Best for: scheduling, checking your calendar while planning, creating events from conversation context. Reliability: excellent.
AI & special (4 servers)
memory
Persistent key-value storage across Claude sessions. Stores facts, preferences, and context that survives conversation resets.
# Claude sets a memory
store_memory("user_timezone", "Asia/Kolkata")
# In a future session, Claude reads it
recall_memory("user_timezone") # → "Asia/Kolkata"
Best for: personal preferences, project context, anything you find yourself re-explaining every session. Reliability: good. Data persists in a local SQLite file.
sequential-thinking
Forces Claude to reason through a problem step-by-step before answering. Structurally similar to chain-of-thought prompting, but implemented as a tool the model actively uses.
Best for: complex multi-step problems, architectural decisions, anything where you want the model's reasoning visible. Reliability: excellent — this is actually one of the most underrated servers.
everything
Desktop file search using Windows Everything (Windows-only). Instant search across all files on your machine by name.
Best for: finding files you know exist but can't remember where they are. Reliability: excellent on Windows, not applicable on macOS (use filesystem server instead).
arxiv
Search and retrieve academic papers from arXiv. Returns abstracts and download links. Useful for research-heavy workflows.
Best for: finding relevant papers, checking citations, exploring a research area. Reliability: good.

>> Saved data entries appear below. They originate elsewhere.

Issue #97, opened 2026-06-12
N4: Multi-IsnadSet (MIS) adapter — multiple isnad per Sahih Muslim hadith


parametrization:
**Tier:** T2 (new source) · **Suggested owner:** Kavitha Sundaramurthy
Part of epic #81.

## Goal
**Multi-IsnadSet (MIS)** — multiple isnad per Sahih Muslim hadith; strong for chain modeling. New `src/acquire/mis.py` + parser.

## Acceptance
- [ ] New `src/acquire/<src>.py` + `src/parse/<src>.py` producing canonical staging Parquet with `sect` + `source_corpus`.
- [ ] `SourceCorpus` enum value added (in `src/models/enums.py`).
- [ ] Parse + acquire-side tests.
- [ ] End-to-end load into a **local `neo4j:5` container** asserting real nodes/edges (local Docker confirmed working).
- [ ] Reachability + licensing note.

## Dependencies
T0-A (source_id scheme), T0-B (conformance gate).

parametrization:
Merged via PR #132 (Multi-IsnadSet adapter; STUDIED_UNDER allowlist interim for da#133).

PR #130, opened 2026-06-12
feat(itqan): emit isnad chains→edges (#93) + name variants→aliases (#94)

parametrization:
## Summary
Extends the Itqan rijal adapter (bios shipped in da#92a/PR#110) to emit the two remaining per-profile slices. Both extend `src/parse/itqan.py`, so they ship together to avoid a self-conflict.

- **#93 — isnad chains → isnad edges:** each profile's `teachers`/`students` id lists become student→teacher `STUDIED_UNDER` edges (`NETWORK_EDGE_SCHEMA`), deduped on the id pair across reciprocal perspectives.
- **#94 — name variants → identity aliases:** each profile's `namings` array becomes name-variant alias rows (new `NARRATOR_ALIAS_SCHEMA`) that `bio_promote` unions onto the matching canonical Narrator's `aliases`.

## Outputs added (staging Parquet, `sect`/`source_corpus` tagged)
| File | Schema | Contents |
|---|---|---|
| `network_edges_itqan.parquet` | NETWORK_EDGE_SCHEMA | student→teacher STUDIED_UNDER edges (design ~100,656) |
| `narrator_aliases_itqan.parquet` | NARRATOR_ALIAS_SCHEMA | name variants → aliases (design ~217,762) |

`run()` now returns `[bios, edges, aliases]` (a `ParseOutput` list — `run_all` flattens it).

## Key design decisions
- **No NARRATOR_MENTION rows.** Itqan is a rijal DB with no hadith-scoped chains (no `source_hadith_id`/`position_in_chain`); the teacher/student adjacency maps to STUDIED_UNDER, mirroring muhaddithat. The issue's mention-schema reference doesn't apply to this source.
- **STUDIED_UNDER loader fix (shared):** generalized from the hardcoded `network_edges_muhaddithat.parquet` to glob `network_edges_*.parquet`, and now resolves endpoints by name → `make_canonical_id` instead of `nar:<external_id>`. Canonical Narrator nodes are keyed by `uuid5(normalized-name)`, so the old external-id keying matched no node and silently dropped every edge — this also fixes that latent gap for muhaddithat. No existing test asserted the old behavior (the only prior STUDIED_UNDER test was graceful-skip).
- **Aliases feed the identity layer, not the matcher.** `bio_promote` attaches variants to the canonical record/node (`n.aliases`); making the disambiguator *key* on aliases for cross-source collapse is #X1's job (#94 "feeds" #X1). An alias never creates a narrator.

## Files touched
[...]

PR #132, opened 2026-06-12
feat: Multi-IsnadSet adapter (multiple isnad per Sahih Muslim hadith) (#97)

parametrization:
Closes #97 · Part of epic #81. Net-new T2 source: **Multi-IsnadSet (MIS)** — Sahih Muslim with the *multiple* isnad chains per hadith made explicit.

## Why MIS is different
Most corpora give one chain per hadith. MIS (Mendeley `10.17632/gzprcr93zn.2`, Farooqi et al., *Data in Brief* 2024) is the platform's **multi-isnad** source: a single Sahih Muslim hadith carries several parallel asanid (the tahwil / ح split). The whole value is preserving those as **distinct** transmission chains — collapsing them would throw away exactly what MIS exists to model.

## How multiplicity is preserved
The parser emits **`NETWORK_EDGE_SCHEMA`** (directed `from→to` narrator pairs), not `NARRATOR_MENTION_SCHEMA`. Deliberate and load-bearing:
- A hadith's N isnads contribute **N independent edge-chains** that coexist as distinct rows. Parallel chains that share endpoints but diverge in the middle keep their chain-specific links.
- The mention schema is keyed only by `source_hadith_id` + `position_in_chain` with **no per-chain discriminator** — feeding multi-isnad through it would merge the parallel asanid into one chain. NETWORK_EDGE sidesteps that.
- Each isnad is grouped by `(hadith, sanad)` and walked into consecutive pairs; edge `hadith_id` == the hadith's `source_id` (corpus-namespaced join), so edges tie to their Hadith node.

Proven end-to-end: the live `neo4j:5` lightup loads a 3-isnad hadith and asserts the chain-specific edges (`A→D`, `E→B`) land as real graph relationships — edges that only exist if the chains were **not** collapsed. 7 staging edges → 7 relationships, 5 distinct hadith-1 pairs.

## Changes
- **`src/models/enums.py`** — `SourceCorpus.MIS = "mis"`.
- **`src/adapters.py`** — register the `mis` `SourceAdapter` row (sect=`sunni`, reachable, CC BY 4.0 note).
- **`src/acquire/mis.py`** — download the two Mendeley `.xlsx` workbooks; file ids resolved at runtime from the dataset files API (keyless-public, same mechanism proven for `sanadset`).
- **`src/parse/mis.py`** — `hadiths_mis.parquet` (HADITH_SCHEMA) + `network_edges_mis.parquet` (NETWORK_EDGE_SCHEMA). Tolerant column detection; sequence + explicit-edge DetailsInfo layouts; xlsx + csv readers. `SOURCE_CORPUS="mis"` / `SECT="sunni"`.
- **`pyproject.toml` / `uv.lock`** — add `openpyxl>=3.1` (xlsx engine) + its mypy override.
- **`tests/test_adapters.py`** — `EXPECTED_SLUGS += "mis"` (coverage invariant).
- Tests: `test_parse/test_mis_parser.py` (multiplicity / schema / tagging / source_id grammar, both layouts, both readers), `test_acquire/test_mis.py` (no-network), `tests/integration/test_mis_lightup.py` (live neo4j:5, skip-guarded).

## SERIAL-MERGE NOTE (for #95 Kavitha / #96 Alejandra)
Shared files touched — all **append-only**, no reorders:
- `src/models/enums.py` — appended one enum value `MIS = "mis"`.
- `src/adapters.py` — appended one `SourceAdapter` row (slug `mis`) at the end of `SOURCE_REGISTRY`.
- `tests/test_adapters.py` — appended `"mis"` to `EXPECTED_SLUGS`.
- `pyproject.toml` / `uv.lock` — one dep (`openpyxl>=3.1`) + one mypy override; if a sibling also touches the lock, re-run `uv lock` after merge.

## Edge counts (fixture)
3-isnad hadith → A→B, B→C, A→D, D→C, E→B (5 distinct pairs; 6 raw edges incl. duplicate B→C across two chains) + 1-isnad hadith X→Y = **7 edges**, all schema-valid and tagged `source=mis`.

## Scope boundary / follow-up
The production `network_edges → graph` loader (`load_edges._load_studied_under`) is hardcoded to `network_edges_muhaddithat.parquet`, and isnad-transmission edges are semantically `TRANSMITTED_TO`, not `STUDIED_UNDER`. Wiring MIS's network_edges into the production edge loader is a **graph-layer decision** (glob vs. a new isnad branch) deliberately left out of this acquisition PR; the lightup loads MIS's own staging rows directly to give honest live E2E evidence now. Recommend a graph-repo follow-up issue.

## Test Plan
- [x] `pytest -m "not integration and not ml"` — 701 passed
- [x] `pytest -m integration tests/integration/test_mis_lightup.py` — 1 passed against live `neo4j:5`
- [x] `ruff check` + `ruff format --check` clean
- [x] `mypy` clean
- [x] `scripts/check_source_id_corpus.py src/parse` — clean (MIS uses module-const `SOURCE_CORPUS`)

Reviewers: @Jean-Claude Habimana (architect, primary) · @Nikolaos Papadopoulos (secondary)

### DIFF
--- a/pyproject.toml
+++ b/pyproject.toml
@@ -22,6 +22,7 @@ dependencies = [
     "tenacity>=8.2",
     "rapidfuzz>=3.6",
     "kafka-python>=2.3.1",
+    "openpyxl>=3.1",
 ]
 
 [project.scripts]
@@ -109,6 +110,10 @@ ignore_missing_imports = true
 
 [[tool.mypy.overrides]]
 module = ["kafka", "kafka.*"]
+ignore_missing_imports = true
+
+[[tool.mypy.overrides]]
+module = ["openpyxl", "openpyxl.*"]
 ignore_missing_imports = true
 
 [tool.pydantic-mypy]
--- a/src/acquire/mis.py
+++ b/src/acquire/mis.py
@@ -1,0 +1,111 @@
+"""Acquire the Multi-IsnadSet (MIS) dataset from Mendeley Data.
+
+MIS (``Multi-IsnadSet``, Farooqi et al., *Data in Brief* 2024 —
+DOI ``10.17632/gzprcr93zn.2``) models **Sahih Muslim** as a directed narrator
+graph in which a single hadith carries its *multiple* isnad chains explicitly
+(2,092 narrator nodes / 77,797 Sanad-Hadith edges). It is the dedicated
+multi-isnad source for the platform: where most corpora give one chain per
+hadith, MIS preserves the parallel asanid (the ``ح`` / *tahwil* split) that make
+Sahih Muslim valuable for chain modelling.
+
+The dataset ships as two Excel workbooks under the Mendeley file set:
+
+* ``Hadith_SahihMuslim_CoreInfo.xlsx``               — one row per hadith
+  (book, hadith number, matn, narrator sequence, isnad count).
+* ``Hadith_SahihMuslim_DetailsInfo_Sanad_Narrators.xlsx`` — one row per
+  (hadith, sanad, narrator) position — the data the parser walks into per-sanad
+  chains.
+
+Reachability: ``data.mendeley.com`` serves the file set over HTTPS with **no
+auth / no API key** — the same keyless-public mechanism this repo already proves
+for ``sanadset`` (Mendeley ``5xth87zwb5``). The file ids are resolved at runtime
+from the dataset files API rather than hardcoded, so a new dataset version is
+picked up without a code change.
+
+Licensing: Mendeley Data's default license for this dataset is **CC BY 4.0**
+(attribution) — redistribution-safe with credit to the depositors.
+"""
+
+from __future__ import annotations
+
+from pathlib import Path
+from typing import Any
+
+from src.acquire.base import download_file, ensure_dir, fetch_json, write_manifest
+from src.messaging import emit_raw_new_for_manifest
+from src.utils.logging import get_logger
+
+logger = get_logger(__name__)
+
+# Mendeley Data — Multi-IsnadSet (DOI: 10.17632/gzprcr93zn.2)
+_MENDELEY_DATASET_ID = "gzprcr93zn"
+_MENDELEY_VERSION = 2
+_MENDELEY_FILES_API = f"https://data.mendeley.com/api/datasets/{_MENDELEY_DATASET_ID}/files?version={_MENDELEY_VERSION}"
+
+# We only want the spreadsheet workbooks; the file set may also carry PDFs / docs.
+_WANTED_SUFFIXES = (".xlsx", ".xls")
+
+
+def _resolve_files() -> list[dict[str, Any]]:
+    """Return the Mendeley file-set entries for the wanted spreadsheet workbooks.
+
+    Each entry is normalized to ``{"name", "url", "sha256"}``. The Mendeley files
+    API returns objects shaped ``{"filename", "content_details": {"download_url",
+    "sha256_hash", ...}}``; we tolerate a couple of historical key spellings.
+    """
+    raw = fetch_json(_MENDELEY_FILES_API)
+    entries = raw if isinstance(raw, list) else raw.get("results") or raw.get("files") or []
+
+    wanted: list[dict[str, Any]] = []
+    for entry in entries:
+        if not isinstance(entry, dict):
+            continue
+        name = entry.get("filename") or entry.get("name") or ""
+        if not name.lower().endswith(_WANTED_SUFFIXES):
+            continue
+        details = entry.get("content_details") or entry
+        url = details.get("download_url") or details.get("url")
+        if not url:
+            continue
+        wanted.append(
+            {
+                "name": name,
+                "url": url,
+                "sha256": details.get("sha256_hash") or details.get("sha256"),
+            }
+        )
+    return wanted
+
+
+def run(raw_dir: Path) -> Path:
+    """Download the MIS Excel workbooks into ``raw_dir/mis``.
+
+    Idempotent: ``download_file`` skips a non-empty existing workbook, so a
+    re-run only fetches what is missing. Fails fast if the file set carries no
+    spreadsheet workbook (a dataset-shape change we want to notice loudly).
+    """
+    dest = ensure_dir(raw_dir / "mis")
+
+    files = _resolve_files()
+    if not files:
+        msg = (
+            f"MIS Mendeley file set ({_MENDELEY_DATASET_ID} v{_MENDELEY_VERSION}) "
+            "exposed no .xlsx workbook"
+        )
+        raise AssertionError(msg)
+
+    downloaded: list[Path] = []
+    for entry in files:
+        path = download_file(
+            entry["url"],
+            dest / entry["name"],
+            expected_sha256=entry["sha256"],
+            timeout=600.0,
+        )
+        downloaded.append(path)
+
+    logger.info("mis_acquired", workbooks=len(downloaded), names=[p.name for p in downloaded])
+
+    write_manifest(dest, downloaded)
+    emit_raw_new_for_manifest(source="mis", local_dir=dest, files=downloaded)
+    return dest
--- a/src/adapters.py
+++ b/src/adapters.py
@@ -228,6 +228,23 @@ SOURCE_REGISTRY: tuple[SourceAdapter, ...] = (
         ),
         description="halimbahae/Hadith — 9 Sunni books with full Arabic diacritics (tashkeel).",
     ),
+    SourceAdapter(
+        slug="mis",
+        corpus=SourceCorpus.MIS,
+        sect=Sect.SUNNI,
+        acquire_module="mis",
+        parse_module="mis",
+        reachable=True,
+        license_note=(
+            "Multi-IsnadSet (MIS) — Mendeley Data 10.17632/gzprcr93zn.2 (Farooqi et al., "
+            "Data in Brief 2024). CC BY 4.0; keyless public download over the same "
+            "data.mendeley.com mechanism proven for sanadset."
+        ),
+        description=(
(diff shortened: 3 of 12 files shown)


parametrization:
Requestee: Kwesi Boateng
RequestOrReplied: Approved

Secondary (data-engineer lens) review of da#97 — diff + CI only, local suite not run.

## Multiplicity math — holds
Sequence-layout fixture, hadith 1 = three isnads:
- isnad A `A->B->C` yields (A,B),(B,C)
- isnad B `A->D->C` yields (A,D),(D,C)
- isnad E `E->B->C` yields (E,B),(B,C)
- hadith 2 single isnad `X->Y` yields (X,Y)

Six h1 rows (the two `(B,C)` from isnad-A and isnad-E are BOTH retained — no cross-chain dedup) + one h2 row = 7 staging rows. Five DISTINCT h1 directed pairs {(A,B),(B,C),(A,D),(D,C),(E,B)}. The chain-specific links `A->D` and `E->B` only exist because the parallel asanid are walked per `(hadith, sanad)` group rather than collapsed — `_parse_edges_sequence` groups on `(hadith_no, sanad_no)`, sorts by position, walks consecutive pairs. Math is correct and the asserted counts (`len==7`, distinct==5) match.

## Schema + tagging — valid
Edge table built straight from NETWORK_EDGE_SCHEMA (6 fields: from/to name, hadith_id, source, from/to external_id). Required non-null fields always populated; `_emit_edge` drops incomplete/self-loop pairs. `source="mis"` tags every edge; `sect=sunni` rides on the Hadith node (no sect field on the edge schema, correct). `source_id` grammar is corpus-namespaced and the enum `SourceCorpus.MIS` was added, so `generate_source_id` will not fail-fast on the `mis` namespace (clears the da#82 non-corpus-key trap). CI `Type Check` + `test_edge_schema_and_tagging` green confirm field-set parity.

## Excel parse — robust
openpyxl `read_only`+`data_only`, alnum-normalized headers, tolerant candidate-key sets for both the sequence and explicit-edge layouts, xlsx+csv readers, empty-row + ragged-row guards (`min(len(headers), len(raw))`). Fail-loud `ValueError` on missing hadith-number / from-to columns with the resolved headers in the message. Defensible against the real Mendeley shape; the live `neo4j:5` lightup (CI Integration green) is honest E2E.

## Download — keyless + idempotent
File ids resolved at runtime from the Mendeley files API (no hardcoded ids, version-bump tolerant), tolerant key fallbacks, `.xlsx`-only selection with PDF skip proven in `test_downloads_only_xlsx_workbooks`, fail-fast AssertionError when the set exposes no workbook. `download_file` skips a non-empty existing file → re-run idempotent. Real network fetch is a runtime-acceptance item, not PR-blocking.

## Edge-type concern — I concur with the deferral, with one forward caveat for the architect
Agreed: MIS isnad-transmission edges are semantically a distinct relationship from muhaddithat STUDIED_UNDER teaching edges; folding them into `load_edges._load_studied_under` (hardcoded to `network_edges_muhaddithat.parquet`) would conflate two different edge types. Scoping the production-loader wiring to a graph-repo follow-up is the right call and the lightup loading MIS's own staging rows is honest evidence now.

One caveat to carry into that wiring decision (NOT a blocker here — staging correctly retains the rows): NETWORK_EDGE_SCHEMA has no per-isnad discriminator, so the duplicate `(B,C)` from isnad-A and isnad-E are byte-identical rows. The integration proof uses `CREATE` (gets 7 relationships). If the eventual production edge loader uses `MERGE` on (from,to,hadith) the way the node/APPEARS_IN loaders do, those shared sub-path duplicates collapse and the transmission MULTIPLICITY that MIS exists to model is undercounted at load. The follow-up issue should specify CREATE-or-chain-keyed-MERGE so the count survives into the graph.

CI: Lint / Type Check / Test / Integration / sync-drift all green.

Approved.

parametrization:
Requestee: Kwesi Boateng
RequestOrReplied: Approved

## Architect review — da#97 Multi-IsnadSet adapter

Strong, well-reasoned PR. The multi-isnad modeling is correct, the evidence is honest, and the production-loader scope boundary is drawn in exactly the right place. Approving. The one substantive issue (a cross-PR latent mislabel with #130) is genuinely deferred, not papered over — see the coordination note below, which I'm escalating to the wave lead in parallel.

### What I verified

- **Multiplicity genuinely preserved.** `_parse_edges_sequence` groups by `(hadith, sanad)` and walks each sanad into its own consecutive-pair chain, so N isnads yield N independent edge-chains. The live lightup proves it end-to-end — a 3-isnad hadith lands 7 relationships with the chain-specific pairs A->D and E->B present, which only exist if the parallel asanid were not collapsed. This is the load-bearing claim and it holds.
- **NETWORK_EDGE over the mention schema is the right call.** The mention schema is keyed by `(source_hadith_id, position_in_chain)` with no per-chain discriminator, so routing multi-isnad through it would merge parallel chains at each position — the exact failure mode this avoids. Emitting directed `from -> to` pairs sidesteps that cleanly.
- **Source provenance is sound.** Mendeley 10.17632/gzprcr93zn.2, CC BY 4.0, keyless-public over the same `data.mendeley.com` files-API path already proven for sanadset. File ids resolved at runtime (version-tolerant), wanted-suffix filtered, fail-fast when no workbook is present. Good.
- **Dependency change is clean.** `openpyxl>=3.1` added to deps plus a mypy ignore-missing-imports override, with a matching uv.lock bump. Standard re-lock caveat if a sibling PR also touches the lock.
- **source_id guard (#113) passes.** `generate_source_id(SOURCE_CORPUS, ...)` keys on the module constant `"mis"`, which is now a valid SourceCorpus member, so the corpus-const check is satisfied.
- **CI** — all five checks green (Lint, Type Check, Test, Integration, sync-drift gate).

### Cross-PR concern — my call (real, but correctly deferred)

(a) **Yes, this is a real latent mislabel once both land.** #130 rewrites `_load_studied_under` to glob `network_edges_*.parquet` and load every match as STUDIED_UNDER. MIS writes `network_edges_mis.parquet`, whose rows are isnad-transmission pairs (semantically TRANSMITTED_TO), and `mis` is a registered SourceAdapter, so a full parse populates that file into the shared staging dir. If `load_all_edges` ever runs over a staging dir containing it, the MIS edges silently become STUDIED_UNDER — wrong relationship type, and very likely reversed direction too (the studentship loaders expect student->teacher; the isnad walk emits transmission order). The MockNeo4jClient and the fact that nothing wires MIS into production today are what keep this latent.

(b) **Yes — NETWORK_EDGE_SCHEMA should carry an edge-relation discriminator.** The durable fix is a relation/edge-type column on the schema (e.g. studied_under vs transmitted_to) that the glob-loader reads to route each file to the correct relationship, instead of the loader assuming every `network_edges_*` file is studentship. That removes the filename-coupling and makes the producer declare its own semantics. A cheaper interim, if speed matters, is to narrow #130's glob to a known-studentship allowlist (muhaddithat, itqan) rather than an open glob — but the schema field is the right long-term answer.

(c) **#132 is safe to merge as-is.** It does not itself wire MIS into the production edge loader; the lightup loads MIS's own staging rows via a dedicated `ISNAD_TRANSMITTED` rel, so #132 in isolation cannot mislabel anything. The mislabel is purely an emergent property of #130's open glob meeting #132's new file. The scope boundary and follow-up recommendation in the PR body are correct.

What I'm not comfortable leaving implicit: the follow-up must land **before** MIS staging is included in any production `load_all_edges` run, not "eventually." Whichever of #130/#132 merges second leaves the mislabel armed. I'd treat the edge-type-field follow-up as a same-wave gate and coordinate the merge sequencing with #130.

### Minor (non-blocking) notes

- Edge `hadith_id` carries the raw `source_id` form (`mis:sahih_muslim:1:1`) while the Hadith node id is the `hdt:`-prefixed form. It's a property tag here, not a join, so harmless today — but the PR body's "edges tie to their Hadith node" is slightly optimistic; a future Hadith-join would need to reconcile the prefix. Worth a one-line comment.
- `expected_sha256` is `None` in the no-network tests; production relies on the Mendeley API actually returning `sha256_hash`. Fine, just noting the verification is best-effort if upstream omits it.

Nothing here blocks. Approved.

parametrization:
Requestee: Kwesi Boateng
RequestOrReplied: Approved

## Re-affirm at post-rebase head (25c7d697d)

Re-reviewed the rebase + the folded-in glob allowlist (commit 25c7d69). MIS core is unchanged from my prior Approved; the only new surface is the `_load_studied_under` narrowing, and it resolves the cross-PR concern cleanly. Re-affirming Approved.

- **(a) Allowlist correctly excludes mis while keeping the studentship sources.** `_STUDIED_UNDER_SOURCES = {muhaddithat, itqan}` gated through `_is_studied_under_file`; for `network_edges_mis.parquet` the stripped slug `mis` neither equals a source nor starts with `muhaddithat_`/`itqan_`, so it is dropped before the batch. The new `test_excludes_non_studentship_source` proves the mis pair never enters the MERGE batch while the muhaddithat edge does (created == 1), and the existing two-source glob test still yields created == 2. So the change is additive-safe: muhaddithat + itqan behavior is preserved.
- **(b) Chunked `<slug>_NNN` matching is sound.** `slug == src or slug.startswith(f"{src}_")` resolves a future sharded write (e.g. `network_edges_muhaddithat_001`) while a distinct corpus never does. One theoretical edge — a future corpus slug that literally begins `itqan_`/`muhaddithat_` would false-positive — but slugs are a controlled finite SourceCorpus set, and da#133 (the edge-relation field that keys on data rather than filename) is the durable supersede. Acceptable for the interim allowlist.
- **(c) CI green at head** — Lint, Type Check, Test, Integration, sync-drift gate all pass on run 27447244085.

The comment block correctly frames this as the cheap interim and points at da#133 as the durable fix. Good to merge. Approved.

How to configure multiple servers
Add servers to your claude_desktop_config.json at ~/Library/Application Support/Claude/claude_desktop_config.json (macOS):
{
"mcpServers": {
"filesystem": {
"command": "npx",
"args": ["-y", "@modelcontextprotocol/server-filesystem", "/Users/you/projects"]
},
"brave-search": {
"command": "npx",
"args": ["-y", "@modelcontextprotocol/server-brave-search"],
"env": { "BRAVE_API_KEY": "your_key" }
},
"github": {
"command": "npx",
"args": ["-y", "@modelcontextprotocol/server-github"],
"env": { "GITHUB_PERSONAL_ACCESS_TOKEN": "your_token" }
},
"postgres": {
"command": "npx",
"args": ["-y", "@modelcontextprotocol/server-postgres", "postgresql://user:pass@localhost/mydb"]
}
}
}
Restart Claude Desktop after editing. If a server fails to start, check Claude's MCP logs at ~/Library/Logs/Claude/.
Where to find more servers
- MCP server directory — the official Anthropic-maintained list
- GitHub topic
mcp-server— community servers - OpenClaw's built-in integrations — if you're using OpenClaw, many of these come pre-configured
The ecosystem is growing fast. Check the official directory monthly — servers that didn't exist in January 2026 are now production-quality.